*YOUR INSTRUCTIONS:*
Only one range belongs in the answer: the line holding "[datareposrc] Add tensor-sequence" through the last line of the records, reproduced as is.

◆ ◆ ◆

PR #4049, opened 2023-03-24
[datareposrc] Add tensor-sequence property @open sesame 4/21 16:51

songgot:
- Tensors in a sample are read into gstBuffer according to input sequence.
    - Only read the set tensors among all tensors in a sample.
    - It is for other/tensors and default value is NULL.
```
e.g, if a sample has '1:1:1:1', '1:1:10:1', '1:1:784:1' and each index is '0,1,2' , 
"tensors-sequence=2,1" means that only '1:1:784:1' then '1:1:10:1' are read. 
```
further explanation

◆ ◆ ◆

*FINAL ANSWER:*
[datareposrc] Add tensor-sequence property @open sesame 4/21 16:51

songgot:
- Tensors in a sample are read into gstBuffer according to input sequence.
    - Only read the set tensors among all tensors in a sample.
    - It is for other/tensors and default value is NULL.
```
e.g, if a sample has '1:1:1:1', '1:1:10:1', '1:1:784:1' and each index is '0,1,2' , 
"tensors-sequence=2,1" means that only '1:1:784:1' then '1:1:10:1' are read. 
```
further explanation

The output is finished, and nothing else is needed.